7.2.2 Des études de la flore et de la faune dans le processus terminogénique de l’écologie

Mais l’histoire de l’écologie au XIXes est l’histoire des grandes avancées théorico-pratiques et d’une grande créativité terminologique, indice d’un processus d’enrichissement et de stabilisation conceptuelle.

Les interconnections entre géographie / géologie / botanique / zoologie s’intensifièrent vers la fin du siècle. Elles produisirent de nouvelles observations concluantes qui contribuèrent, de la sorte, à l’affirmation non seulement de l’écologie végétale mais également de l’écologie toute entière. En effet, c’est parce que l’écologie végétale se distinguait déjà des recherches traditionnelles que l’avènement de l’écologie animale, de l’autoécologie, de la synécologie, de l’écologie des écosystèmes, put se réaliser à la faveur de la mise en place de l’architecture de la connaissance écologique.

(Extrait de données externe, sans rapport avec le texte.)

PR #143, opened 2026-07-29
refactor(forecasting): drop the trigger list, keep every statistical claim

ericrisco:
Context-engineering pass on `forecasting` against `scripts/skill-rubric.md`.

| | Before | After |
|---|---|---|
| `description` | 635 chars | **346 chars** (-46%) |
| body | 11332 B / 139 lines | **11081 B** / 139 lines |
| eval-lint | PASS | **PASS** (7 should_trigger / 5 should_not_trigger / 1 capability) |

## What went

**The `Triggers:` list.** Seven quoted phrasings across English, Spanish and Catalan,
in context on every turn the skill is installed whether or not it fires. The model
matches by meaning, and every one of those phrasings already lives in
`evals/cases.yaml` as a `should_trigger` case — including the Spanish and Catalan
prompts and the lumpy/zero-sales demand case. Nothing that discriminated was lost.

**Restated prose in the accuracy bullets.** Three of the five bullets re-explained a
decision the deliverable contract or the loop had already stated, at length. They now
state it once. Every metric definition and threshold is intact: WAPE = total absolute
error / total actual volume, MAPE's blow-up as actuals approach zero, bias as
direction versus WAPE as magnitude, MASE scale-free with 1.0 as the pass/fail line,
rolling-origin over a single holdout, an interval always emitted.

## What stayed, on purpose

- **The deliverable contract** — script + `ds, forecast, lo, hi` artifact + accuracy
  readout. It already existed and `scripts/verify.sh` checks exactly those columns;
  the brief says do not remove an output contract that is already there.
- **The method-selection table.** AutoCES, AutoETS, AutoARIMA, CrostonOptimized and
  SeasonalNaive mapped to data shapes, with statsforecast v2.0.3 calls. Method names,
  the Croston 1972 intermittent-demand claim and the "< 2 seasonal cycles →
  SeasonalNaive only" rule are the substance of this skill, not padding.
- **Both code blocks**, including the zero-dependency pure-pandas seasonal-naive
  fallback — it is also the baseline every model must beat.
- The six-step loop, the six edge cases, and the handoff table.

## Also

- Anti-patterns table re-columned from `Bad | Good | Why` to the catalog's
  `Anti-pattern | Why it bites | Do instead`, matching `inventory`, `analyze`,
  `analytics` and `business-intelligence`. All seven rows unchanged; cells reordered.
- Both `references/` files are still pointed to from the body, now as real markdown
  links — `accuracy-and-backtesting.md` once, `methods-cheatsheet.md` twice.
- The `data-cleaning` handoff became a resolvable `../data-cleaning/SKILL.md` like its
  four siblings in that list.

## Gates

- Description 346 chars, single-line quoted YAML, `Use when` lead, two `NOT … (that
  is `sibling`)` boundaries naming `financial-model` and `inventory` — both real.
- All five `../<sibling>/SKILL.md` links resolve.
- Every `route_to` in `evals/cases.yaml` names a skill that exists.
- `manifest.json` untouched; `npm test` / `npm run validate` deliberately not run
  (no `node_modules` in the worktree).

### DIFF
--- a/skills/forecasting/SKILL.md
+++ b/skills/forecasting/SKILL.md
@@ -1,6 +1,6 @@
 ---
 name: forecasting
-description: "Use when you need to project sales, demand, units, revenue, signups or traffic forward from historical data and report a defensible number with an error band. Triggers: 'forecast next quarter's sales', 'how many units of SKU X next month', 'project revenue 12 months with a confidence band', 'is our forecast actually better than just repeating last quarter', lumpy/intermittent demand with lots of zero-sales weeks, 'prevé las ventas del próximo trimestre', 'prediu la demanda del proper mes per producte'. NOT building an assumption-driven P&L (that is financial-model), NOT sizing reorder points or safety stock (that is inventory)."
+description: "Use when projecting history forward — sales, demand, units, revenue, signups, traffic — into a defensible number with an error band: method by data shape, rolling-origin backtest, MASE vs the naive baseline. NOT an assumption-driven P&L or runway model (that is `financial-model`), NOT sizing reorder points or safety stock (that is `inventory`)."
 tags: [forecasting, demand-planning, time-series, sales-forecast, statsforecast]
 recommends: [inventory, financial-model, unit-economics, data-cleaning, analyze, duckdb]
 origin: risco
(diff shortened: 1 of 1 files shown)


ericrisco:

Mais revenons à notre chronologie thématique. Aux côtés des naturalistes, des botanistes, des géologues, on retrouvait alors les géographes qui contribuaient, eux aussi, à l’élaboration de la topographie de l’écologie par des études concernant la flore et la faune. Il s’agissait d’analyses de données statistiques sur la distribution des espèces dans le monde, dans un but classificatoire : élaboration d’un système de classification sur la distribution et la répartition géographique des espèces végétales. En outre, il est intéressant de signaler que, parallèllement à ces études, il existait une école de géographie physiognomique (aujourd’hui géographie écologique) qui n’utilisait pas le concept de distribution mais celui de formes de végétation et de facteurs déterminants.

La géographie ne se limitait donc plus à trouver les différentes espèces de plantes de la Terre, elle voulait surtout définir les différentes catégories et découvrir les lois auxquelles elles obéissaient, par exemple : classer les plantes par leurs formes d’adaptation, par leur caractère associatif, par l’importance du facteur climat dans la distribution.

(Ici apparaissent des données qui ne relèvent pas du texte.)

PR #149, opened 2026-07-29
refactor(hiring): migrate to the Claude-5-era authoring rubric

ericrisco:
Context-engineering pass on `hiring` against `scripts/skill-rubric.md`. Format only — no employment-law, validity, or figure changed.

## Numbers

| | before | after |
|---|---|---|
| description | 687 chars | 348 chars |
| SKILL.md | 12588 bytes / 248 lines | 11792 bytes / 236 lines |

## Description

The `Triggers: '…'` list carried six quoted phrases in two languages plus a `symptoms:` enumeration. That is paid for on every turn the skill is installed, invoked or not, and the model matches by meaning regardless. The replacement is built for discrimination rather than coverage: the four outputs this skill produces, the non-obvious "is our AI résumé filter legal" case, and two boundaries — `people-ops` for anything after the offer is accepted, `contracts` for offer terms. Both siblings exist under `skills/`, and both were already the body's stated hard boundary, so the description now agrees with it.

## What went

- The trailing `## References` index — `references/templates.md` was already linked inline at three points of use.
- `"Hiring gets the right person in the door; people-ops takes it from day one"` — a rhetorical restatement of the sentence directly above it.
- The `See "Write the job post"` pointer to the immediately following heading.

## What moved

- The **screen decision table**, out of a subsection of the funnel spine and into `## Screen the pile`, where the advance / work-sample / reject / parking-lot call actually happens. That retires the `"use the screen decision table above"` bridge sentence too.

Mais revenons à quelques noms qui ont laissé des concepts/termes fondateurs des études en écologie végétale, par la suite biogéographiques. Ces avancées trouvent les réponses dans l’application d’abord de principes dits “statiques” et dans des principes dits “dynamiques”, qui se complètaient bien.

À la fin du siècle, les géographes continuaient à appliquer l’héritage laissé par A. von Humboldt qui concernait la répartition géographique des espèces végétales, énonciateurs du nouveau concept d’association végétale. En d’autres termes, il s’agissait de l’étude de la répartition des végétaux selon l’altitude, les zones géographiques et les facteurs physiques par des relations de mesure.

Avec la phytogéographie (ou phytosociologie) de nouvelles réponses furent trouvées. En effet, les Candolle 490 ont beaucoup contribué au développement des études sur, notamment, la répartition géographique des végétations. Cette discipline appartenait à cette vision holistique dont nous avons parlé. Enfin, les principes qui la régissaient étaient les suivants : des liens intrinsèques unissent les communautés des plantes d’un biotope déterminé ; les plantes sont des êtres sociables, groupées en associations 491 . La phytogéographie posa vraiment des questions très pertinentes 492 .

August Grisebach dénomme formation végétale (ou formation phytogéographique) les groupements physionomiques constitués sur la base des associations des formes de croissance, c’est-à-dire, toute communauté identique de plantes poussant à altitudes égales, donc dans des climats comparables, comme par exemple la forêt ou la végétation de plaine. Ainsi apparaît l’idée que les formations végétales sont des conséquences directes de conditions climatiques. Il a été, au même titre que A. von Humboldt, l’initiateur de la tradition floristique et de la tradition physionomique des groupements de plantes. Avec ces nouvelles découvertes de nouveaux problèmes terminologiques se sont posés au niveau, notamment, de la nomenclature. J. F. Shouw proposa donc une nomenclature pour les associations végétales dominantes en ajoutant à la racine du nom de genre le suffixe -etum (exemple : association où le chêne est dominant, serait nommée Quercetum, etc).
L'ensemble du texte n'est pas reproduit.